Развивая далее религиозные ассоциации, Заратустра говорит о своей любви к людям и о том, что несет им дар. Но святой отшельник не советует давать что-либо людям: «Лучше сними с них что-нибудь и неси вместе с ними — это будет для них лучше всего...» (Слова о том, чтобы взять на себя людское бремя, конечно, также можно воспринять в евангельском смысле, но не как противоположность «дару»). Он же противопоставляет любовь к людям любви к Богу. Очевидно, это противопоставление звучит для Заратустры слишком тривиально, поэтому он немедленно ставит под сомнение свои собственные слова о любви: «Что говорил я о любви!» Но и святой внезапно меняет смысл своей речи. В начале разговора, отговаривая Заратустру идти к людям и давать им что-либо, кроме милостыни, он объединял себя с Заратустрой: «они недоверчивы к отшельникам и не верят, что мы приходим, чтобы дарить». Позже, рассказав ему о своей жизни, он спрашивает: «Но скажи, что несешь ты нам в дар?» Так внезапно, святой меняет свою позицию. Если несколькими строками выше он смотрел на людей со стороны и говорил об их несовершенстве и неспособности принять дар, то теперь он превращается в одного из них и вопрошает Заратустру о его даре себе как одному из них. Но и Заратустра подхватывает эту форму обращения и вновь, как и выше, в вопросе о любви к людям, отказывается от своих слов: «Что мог бы я дать вам!» И далее, как будто подтверждая слова старца о том, что приходящий к людям отшельник для них — вор: «Позвольте мне скорее уйти, чтобы что-нибудь я не взял у вас!» Таким образом, с переменой формы местоимения (им — нам) в речи отшельника меняются и позиции участников диалога. Заратустра отказывается от своих слов о даре и любви и как будто принимает противопоставление «давать людям — брать у них», более того, он принимает и позицию старца как одного из «людей» — позицию того, кто страшится приходящего как вора. Заратустра страшится взять у него нечто само похожее на ценный дар: он не хочет поведать ему о том, что «Бог мертв».

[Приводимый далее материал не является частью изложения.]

PR #1316, opened 2016-06-22
Sort results from globbing expressions

### LINKED ISSUE #1314: Xonsh wildcards should sort lexicographically
Bash uses lexicographical sort when a list is created via a wildcard.   We should, too.

This is useful because:
* it is a bashwards-facing feature
* it is useful 
* its drawback is minor (sort time)
* the alternative (current state) is disorder, where typically order is desired
* ordering by name is a very reasonable default
* it is a de-facto standard of shell behaviour

usage example:
``` cat *.sql | mysql -u foo -p -- somedb ```

..where the '*.sql' files are prefixed by a numeric token, such as `001_cows.sql, 002_add_cow_stomachs.sql, 003_cow_currently_masticating_colum.sql`, or are prefixed by a datestring, such as `20120105_monthly_update.sql, 20120201_monthly_update.sql, [...]`

..this is particularly significant in cases where people have already structured their filenames for use in scripting, as the scripting in Xonsh would add a needless step.   Granted, this can be done in python anyways, but the simplest syntax is to implicitly sort on wildcards:
```python
cat *.sql | mysql -u foo -p -- somedb
//or
cat @(' '.join(sorted(f for f in $(ls -1 *.sql).split('\n')))) | mysql -u foo -p -- somedb
// or 
from glob import glob
cat sorted(glob('*.sql')) | mysql -u foo -p -- somedb
```

pgoelz:
Fixes #1314.

I have tested it on my machine (Python 3.5, arch linux).
I haven't yet tested that the envvar documentation will turn out okay.

Should this functionality be tested? I have written a probabilistic check and pasted it in the referenced issue, but the functionality depends on the underlying file system.


xonsh/tools.py
```diff
@@ -1686,15 +1686,24 @@ def globpath(s, ignore_case=False, return_empty=False):
...
+    glob_sorted = builtins.__xonsh_env__.get('GLOB_SORTED')
     if ignore_case:
         s = expand_case_matching(s)
     if sys.version_info > (3, 5):
         if '**' in s and '**/*' not in s:
             s = s.replace('**', '**/*')
         # `recursive` is only a 3.5+ kwarg.
-        return glob.iglob(s, recursive=True), s
+        if glob_sorted:
+            paths = sorted(glob.glob(s, recursive=True))
```
scopatz: This should actually return an iterator, since it is an iglob replacement.  Something that is a bit more efficient would be:

```python
paths = glob.glob(s, recursive=True)
paths.sort()
paths = iter(paths)
```

I think that will work.

scopatz:
Also, this could certainly use some tests (non-probabilistic ones, preferably). I think you just need to test that this works in both sorted and unsorted cases.

pgoelz:
The problem seems to be that using `mock_xonsh_env` deletes the environment after leaving the block, while tests like `test_is_env_path` depend on the environment being present.

@scopatz, can you give me a hint on how I should set environment variables instead?

xonsh/tools.py
```diff
@@ -1686,15 +1686,29 @@ def globpath(s, ignore_case=False, return_empty=False):
 
 def _iglobpath(s, ignore_case=False):
```
melund: Would it be an idea to add sorted kwarg to the function to override the environment variable e.g `sorted=None`. If `sorted` were `True` or `False` it would override the environment variable.

pgoelz: That should work, a normal optional argument probably would be easier.
Still, I am unsure whether it would be good style to introduce such an argument just for testing.
Do you think that this would be alright?

scopatz: Yeah, I would also be in favor of a `sorted` kwarg.  This wouldn't be just for testing.  You should then remove the envvar lookup from this function completely, and then look up the envvar at the call site of this function.

scopatz: At least that is how I would do it :)

melund: I agree. Keep the environment stuff out of the function.

scopatz:
Let us know when this is ready for another look!

pgoelz:
I'll do :)

I have done as you have suggested. However, since the version change, `builtins.__xonsh_expand_path__` is no longer defined.

Is this expected behavior? Do you have hints on how I should include it?

I tried to manually set it to `built_ins.expand_path`, but this in turn depends on the global variable `ENV` being not None. I am afraid that an ugly hack would make other tests unpredictable. Do you have advice?

scopatz:
@pgoelz - `__xonsh_expand_path__()` does seem to still be available: https://github.com/xonsh/xonsh/blob/master/xonsh/built_ins.py#L688

scopatz:
Are you not seeing it? Can you send a traceback, please?  Also, you are always free to do a `from xonsh.built_ins import expand_path`, if you just need to grab the function object

pgoelz:
In the console, I can see it just fine. During test execution, however, it does not seem to be defined yet, while this was the case before v0.4.0.
The traceback looks like this:

    tests/test_tools.py:352:
    _ _ _ _ _ _ _ _ _ _ _ _ _ _ _ _ _ _ _ _ _ _ _ _ _ _ _ _ _ _ _ _ _ _ _ _ _ _ _ _ _ _ _ _ _ _ _ _ _ _ _
    […]/python3.5/site-packages/xonsh/__amalgam__.py:6604: in iglobpath
        return _iglobpath(s, ignore_case)[0]
    _ _ _ _ _ _ _ _ _ _ _ _ _ _ _ _ _ _ _ _ _ _ _ _ _ _ _ _ _ _ _ _ _ _ _ _ _ _ _ _ _ _ _ _ _ _ _ _ _ _ _
    
    s = '/var/folders/hw/5vj86t952lq22j1c5mg99lx40000gn/T/tmpf1cukt1a/*.test', ignore_case = False
    
        def _iglobpath(s, ignore_case=False):
    >       s = builtins.__xonsh_expand_path__(s)
    E       AttributeError: module 'builtins' has no attribute '__xonsh_expand_path__'

That means that `__xonsh_expand_path__` is read inside of the tested function (and I do not think we should tear this functionality outside of it).
I could import `expand_path` and set `builtins.__xonsh_expand_path__` to it, but then `expand_path` crashes, because the global variable `ENV` is None, but expand_path calls `ENV.get('EXPAND_ENV_VARS')` on it.

tests/test_tools.py
```diff
@@ -28,6 +28,8 @@
 
 from tools import mock_xonsh_env
 
+from tools import mock_xonsh_env
```
scopatz: Why is this imported twice in a row?

xonsh/completers/path.py
```diff
@@ -105,6 +105,7 @@ def _add_cdpaths(paths, prefix):
     """Completes current prefix using CDPATH"""
     env = builtins.__xonsh_env__
     csc = env.get('CASE_SENSITIVE_COMPLETIONS')
+    glob_sorted = builtins.__xonsh_env__.get('GLOB_SORTED')
```
scopatz: `builtins.__xonsh_env__` should just be env

xonsh/completers/path.py
```diff
@@ -247,6 +249,7 @@ def complete_path(prefix, line, start, end, ctx, cdpath=True, filtfunc=None):
     paths = set()
     env = builtins.__xonsh_env__
     csc = env.get('CASE_SENSITIVE_COMPLETIONS')
+    glob_sorted = builtins.__xonsh_env__.get('GLOB_SORTED')
```
scopatz: Should just be env

xonsh/tools.py
```diff
@@ -1593,26 +1614,50 @@ def expand_case_matching(s):
...
+        sort_result = builtins.__xonsh_env__.get('GLOB_SORTED')
+
+    o, s = _iglobpath(s, ignore_case=ignore_case, sort_result=sort_result)
     o = list(o)
     no_match = [] if return_empty else [s]
     return o if len(o) != 0 else no_match
 
 
-def _iglobpath(s, ignore_case=False):
+def _iglobpath(s, sort_result, ignore_case=False):
```
scopatz: This should be a kwarg and should come after `ignore_case`

xonsh/tools.py
```diff
@@ -1593,26 +1614,50 @@ def expand_case_matching(s):
...
-def iglobpath(s, ignore_case=False):
+        return paths, s
+
+
+def iglobpath(s, ignore_case=False, sort_result=None):
     """Simple wrapper around iglob that also expands home and env vars."""
-    return _iglobpath(s, ignore_case)[0]
+    if sort_result is None:
+        sort_result = builtins.__xonsh_env__.get('GLOB_SORTED')
+
```
scopatz: please remove excess vertical whitespace

tests/test_tools.py
```diff
@@ -623,7 +653,8 @@ def test_env_path():
 
 def test_env_path_slices():
     # build os-dependent paths properly
-    mkpath = lambda *paths: os.sep + os.sep.join(paths)
+    def mkpath(*paths):
+        return os.sep + os.sep.join(paths)
```
scopatz: I don't think this is a needed change.

tests/test_tools.py
```diff
@@ -566,8 +595,9 @@ def test_env_path_to_str():
 
 
 def test_env_path():
-    # lambda to expand the expected paths
-    expand = lambda path: os.path.expanduser(os.path.expandvars(path))
+    def expand(path):
+        return os.path.expanduser(os.path.expandvars(path))
```
scopatz: Also unneeded

xonsh/tools.py
```diff
@@ -1593,26 +1614,50 @@ def expand_case_matching(s):
     return ''.join(t)
 
 
-def globpath(s, ignore_case=False, return_empty=False):
+def globpath(s, ignore_case=False, return_empty=False, sort_result=None):
     """Simple wrapper around glob that also expands home and env vars."""
-    o, s = _iglobpath(s, ignore_case=ignore_case)
+    if sort_result is None:
+        sort_result = builtins.__xonsh_env__.get('GLOB_SORTED')
+
```
scopatz: remove white space line please

xonsh/tools.py
```diff
@@ -1593,26 +1614,50 @@ def expand_case_matching(s):
...
+        return paths, s
     else:
-        return glob.iglob(s), s
+        if sort_result:
+            paths = glob.glob(s)
+            paths.sort()
+            paths = iter(paths)
+        else:
+            paths = glob.iglob(s)
```
scopatz: Does this no return now?

xonsh/tools.py
```diff
@@ -1593,26 +1614,50 @@ def expand_case_matching(s):
...
+
         # `recursive` is only a 3.5+ kwarg.
-        return glob.iglob(s, recursive=True), s
+        if sort_result:
+            paths = glob.glob(s, recursive=True)
+            paths.sort()
+            paths = iter(paths)
+        else:
+            paths = glob.iglob(s, recursive=True)
+
```
scopatz: Remove vertical whitespace please

news/sortglob.rst
```diff
@@ -0,0 +1,13 @@
+**Added:** None
+* The results of glob expressions are sorted if `$GLOB_SORTED` is set.
```
scopatz: Double backticks needed, extra line between title, and remove  None, please

news/sortglob.rst
```diff
@@ -0,0 +1,13 @@
...
+
+**Changed:** None
+* `GLOB_SORTED` is enabled by default.
```
scopatz: Same here

scopatz:
Hi @pgoelz! Thanks again.  I think your tests need to be put inside of a `with mock_xonsh_env()`, like some other tests in the suite.  The first line of the with block is where you would set `builtins.__xonsh_expand_path__ = xonsh.built_ins.expand_path`

xonsh/tools.py
pgoelz: kwarg as in `**kwargs` or as in `sort_result=None`?

tests/test_tools.py
pgoelz: I can happily revert, but PEP8 complained¹.
If this is a general thing, it might make sense to put this into the Developer's Guide.

---

<sup>¹ "Always use a def statement instead of an assignment statement that binds a lambda expression directly to an identifier." [(source with reasons)](https://www.python.org/dev/peps/pep-0008/#programming-recommendations)</sup>

xonsh/tools.py
pgoelz: Yes, it does, the github window is unfortunate:

        if sort_result:
            paths = glob.glob(s, recursive=True)
            paths.sort()
            paths = iter(paths)
        else:
            paths = glob.iglob(s, recursive=True)
        return paths, s

tests/test_tools.py
scopatz: @pgoelz OK, that is fair.

xonsh/tools.py
scopatz: `sort_result=None`

scopatz: I think the consistency maters.

pgoelz:
Thank you for your helpful suggestions :)

Using `mock_xonsh_env` does not solve the problem with the global variable and brings back the problems from before:
Tests test_repath_backslash, test_man_completion and test_to_logfile_opt depend somehow on implicit environment configuration in the tests:

    _______________________________________ test_repath_backslash ________________________________________
    
        @pytest.mark.skipif(ON_WINDOWS, reason='Unix stuff')
        def test_repath_backslash():
            home = os.path.expanduser('~')
            built_ins.ENV = Env(HOME=home)
            with mock_xonsh_env(built_ins.ENV):
                exp = os.listdir(home)
                exp = {p for p in exp if re.match(r'\w\w.*', p)}
                exp = {os.path.join(home, p) for p in exp}
                obs = set(pathsearch(regexsearch, r'~/\w\w.*'))
    >           assert exp ==  obs
    E           assert set([]) == set(['~/\\w\\w.*'])
    E             Extra items in the right set:
    E             '~/\\w\\w.*'
    E             Full diff:
    E             - set()
    E             + {'~/\\w\\w.*'}
    
    tests/test_builtins.py:33: AssertionError
    ________________________________________ test_man_completion _________________________________________
    
        @pytest.mark.skipif(ON_WINDOWS, reason='No man completions on Windows')
        def test_man_completion():
            with tempfile.TemporaryDirectory() as tempdir:
                with mock_xonsh_env({'XONSH_DATA_DIR': tempdir}):
                    completions = complete_from_man('--', 'yes --', 4, 6, __xonsh_env__)
    >           assert ('--version' in completions)
    E           assert '--version' in set([])

scopatz:
Oh yeah, you can't set `built_ins.ENV` this is a global that should be removed.  Any envvar that you want to set, you should set in `mock_xonsh_env`, ie:

```python
with mock_xonsh_env({'HOME': home}):
```

or 

```python
with mock_xonsh_env(Env(HOME=home)):
```

pgoelz:
The problems is that `expand_path` calls the global variable directly: 
https://github.com/xonsh/xonsh/blob/849bf3ebf7cee7debbe5d82241f8274df37d8607/xonsh/built_ins.py#L90
Setting `EXPAND_ENV_VARS` is not enough.
Should I change `expand_path` in any way?

scopatz:
Yes, please change `expand_path()` to use `env = builtins.__xonsh_env__` instead of `global ENV`

pgoelz:
Thanks, that did the trick :)
I will still have to investigate why those three tests behave differently if my test runs alongside them.

scopatz:
Thanks @pgoelz! Just waiting on CI!

scopatz:
Thanks @pgoelz! This is great to have!

pgoelz:
… okay, I'll have to check my testing setup.
In a fresh docker environment, I still have those three cases failing 😕 

@scopatz, thank you very much for your help!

Итак, образ «святого старца» также не ясен, как и метафора гибели-заката. Он-то противопоставляет себя людям, то говорит о них в первом лице. При этом, меняя свою позицию, он вовлекает в эту игру и Заратустру. В конце разговора, когда позиции его участников, казалось бы, определены, внезапно оказывается, что и сам старец подобен Заратустре. «Заратустра преобразился, ребенком стал Заратустра», замечает отшельник вначале. Но в конце, как раз там, где старец заговорил от имени людей, а Заратустра отказался принести ему дар или забрать что-нибудь у него, разница между ними упраздняется: «Так разошлись они в разные стороны, старец и человек (der Mann), и каждый смеялся, как смеются дети».
Образ старца, метафора дара, как и метафора гибели-заката, развиваются до тех пор, пока полностью не утрачивает свою логику, прежде всего, вбирая в себя свою же противоположность (старец — один из людей, но он же подобен Заратустре; взять бремя означает отобрать бесценный дар; движение вниз, «вочеловечение» есть одновременно и движение вверх, и «бодрствование» «среди спящих»). При этом метафора не выдерживается еще и, прежде всего, потому, что ее актуализация связана с позициями участников действия, которые, в свою очередь, оказываются крайне неустойчивыми.